# Take the guns first, then due process after, says Trump



## Kauboy (May 12, 2014)

Trump: 'Take the guns first, go through due process second' | TheHill

THE F*CK DID I JUST HEAR???

He has ONE CHANCE to correct this. Otherwise I want his resignation by the end of the week.

Inor... I hate that you are going to love this...
If he stands by what he said, I'll take my licks.

:spank:


----------



## Prepared One (Nov 5, 2014)

I have been watching and listening carefully to Trump since this happened and I am not liking it. Not liking it at all.


----------



## Stockton (Jun 21, 2017)

He has his head up his ass on this one. This
is why I wish Steve Bannon was still there.
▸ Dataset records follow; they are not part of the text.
PR #444, opened 2023-09-06
Block: Query Filters: Enable single-select options in filter block

ryelle:
This is built on top of the filter block added in #441 — this adds a setting to enable single-select (radio button) behavior for the options, for filters that can't accept multiple values. For example, sorting — this can use the same toggle/dropdown behavior, but you can only sort by one value at a time (at least, that's all we'll allow).

Now, if a filter is set up with `multiple: false`, it will use this single-select version. For example:

```
<!-- wp:wporg/query-filter {"key":"sort","multiple":false} /-->
```

See https://github.com/WordPress/wporg-showcase-2022/pull/147

| | Screenshot |
|---|---|
| Closed, the filter looks like the other toggles, but doesn't flag that there's a selected element (page is currently sorted by title) | sort-closed |
| Opened, the dropdown looks pretty similar to the multi-select versions, but you can't clear an item by clicking it again (because it's a radio button behind the scenes, for a11y) — clear still works to clear the selection though. | sort-date |

**To test**

Try this with the showcase PR: https://github.com/WordPress/wporg-showcase-2022/pull/147

### DIFF
--- a/mu-plugins/blocks/query-filter/render.php
+++ b/mu-plugins/blocks/query-filter/render.php
@@ -40,8 +40,20 @@ $init_state = [
 ];
 $encoded_state = wp_json_encode( [ 'wporg' => [ 'queryFilter' => $init_state ] ] );
 
+$has_multiple = isset( $attributes['multiple'] ) && $attributes['multiple'];
+
 // Set up a unique ID for this filter.
 $html_id = wp_unique_id( "filter-{$settings['key']}-" );
+
+$button_classes = array_keys(
+	array_filter(
+		array(
+			'wporg-query-filter__toggle' => true,
+			'has-no-filter-applied' => ! count( $settings['selected'] ),
+			'is-single-select' => ! $has_multiple,
+		)
+	)
+);
 ?>
 <div
 	<?php echo get_block_wrapper_attributes(); // phpcs:ignore ?>
@@ -52,7 +64,7 @@ $html_id = wp_unique_id( "filter-{$settings['key']}-" );
 	data-wp-on--keydown="actions.wporg.queryFilter.handleKeydown"
 >
 	<button
-		class="wporg-query-filter__toggle <?php echo count( $settings['selected'] ) ? '' : 'has-no-filter-applied'; ?>"
+		class="<?php echo esc_attr( implode( ' ', $button_classes ) ); ?>"
 		data-wp-class--is-active="context.wporg.queryFilter.isOpen"
 		data-wp-on--click="actions.wporg.queryFilter.toggle"
 		data-wp-bind--aria-expanded="context.wporg.queryFilter.isOpen"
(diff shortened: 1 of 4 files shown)


mu-plugins/blocks/query-filter/render.php
```diff
@@ -38,8 +38,20 @@
 ];
 $encoded_state = wp_json_encode( [ 'wporg' => [ 'queryFilter' => $init_state ] ] );
 
+$has_multiple = isset( $attributes['multiple'] ) && $attributes['multiple'];
```
adamwoodnz, line 43: After this change the default will be single, is that likely to be the most common configuration?

The code ends up checking the inverse in several places, eg. `'is-single-select' => ! $has_multiple,` which makes me think maybe the attribute should be `single: boolean`, thereby simplifying the logic?

So we add the attribute based on the desired outcome rather than disabling the default.

adamwoodnz: Ah no I see the default is `multiple: true`, ignore that bit

ryelle: I was thinking about it like the `select` element's `multiple` attribute, but I could change it if this seems unclear?

adamwoodnz: Hmm hadn't considered that. Ok makes sense to me 👍

adamwoodnz:
Design/a11y question; should the current sort be output somewhere?

adamwoodnz:
This is working really nicely for me. There is one inconsistency I noticed; with multi select you move through the items with tab, versus single select it's the up and down arrows. It was a bit jarring for me moving from one to the other but maybe it's expected... is it intended?

ryelle:
> with multi select you move through the items with tab, versus single select it's the up and down arrows. 

Yeah, that's expected because of the checkbox vs radio implementation— you can tab through checkbox items, but radio options are a single tab-stop so that only one item is selected. I would prefer not to change that, since right now it's using default form behavior that we know works with a11y.

jasmussen:
>  Design/a11y question; should the current sort be output somewhere?

I'm still catching up after a meetup, but I think [this is the latest filter component](https://www.figma.com/file/82KoxsTqEYlcCzHoJCKPlt/Filter-component?type=design&node-id=196%3A7522&mode=design&t=BnbUH5bTLmKz6NLZ-1). And the design here shows the main filter category as the permanent fixture, but adds a number of selected filters from that taxonomy as a small number:

Screenshot 2023-09-11 at 10 47 10
Screenshot 2023-09-11 at 10 47 16

ryelle:
> And the design here shows the main filter category as the permanent fixture, but adds a number of selected filters from that taxonomy as a small number:

Yeah, that's how it's already working on the multiple-select PR (#441), this PR is for a single-selection dropdown like sorting— so if we used that it would always be `1`, which doesn't seem very useful.

My latest change in [the companion showcase PR](https://github.com/WordPress/wporg-showcase-2022/pull/147) just adds the current value to the label:

| Default | Title | Newest |
|---|---|---|
|  |  |  |

jasmussen:
This seems like a place where we land the simplest version, learn, and if need be, iterate.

He
needs to send his kids on some kind of mission
and get them out of the way.


----------



## Stockton (Jun 21, 2017)

Prepared One said:


> I have been watching and listening carefully to Trump since this happened and I am not liking it. Not liking it at all.


Bush Sr. raised taxes = Clinton.

Trump capitulates to gun control = ?????


----------



## Prepared One (Nov 5, 2014)

Stockton said:


> Bush Sr. raised taxes = Clinton.
> 
> Trump capitulates to gun control = ?????


Civil war.


----------



## Coastie dad (Jan 2, 2016)

Well...F him. He's caving to pressure? He's setting up for a "deal?"
Haven't I said before that ALL politicians are scum sucking sh*tballs?
I dislike politicians more than liberals and socialists.


----------



## Kauboy (May 12, 2014)

I didn't want to be that Trump bitch who tried to explain what he said like it wasn't as bad as it sounded.
On most things, I give the benefit of the doubt, but this one is huge.

I'm sitting here in shock.

I assume... ASSUME, he is talking before thinking, or not giving verbal context to what is going on in his head, but this sounds VERY BAD.
We have existing laws that allow for extraordinary circumstances, where we can step in and take action to stop an "imminent threat to life" before due process.
In those cases, nothing more than a quick judge's order is needed. It can literally take 5 minutes.
Where it often falls apart is that nobody is held responsible when it is abused. Hence the reason most people don't like this approach in the first place.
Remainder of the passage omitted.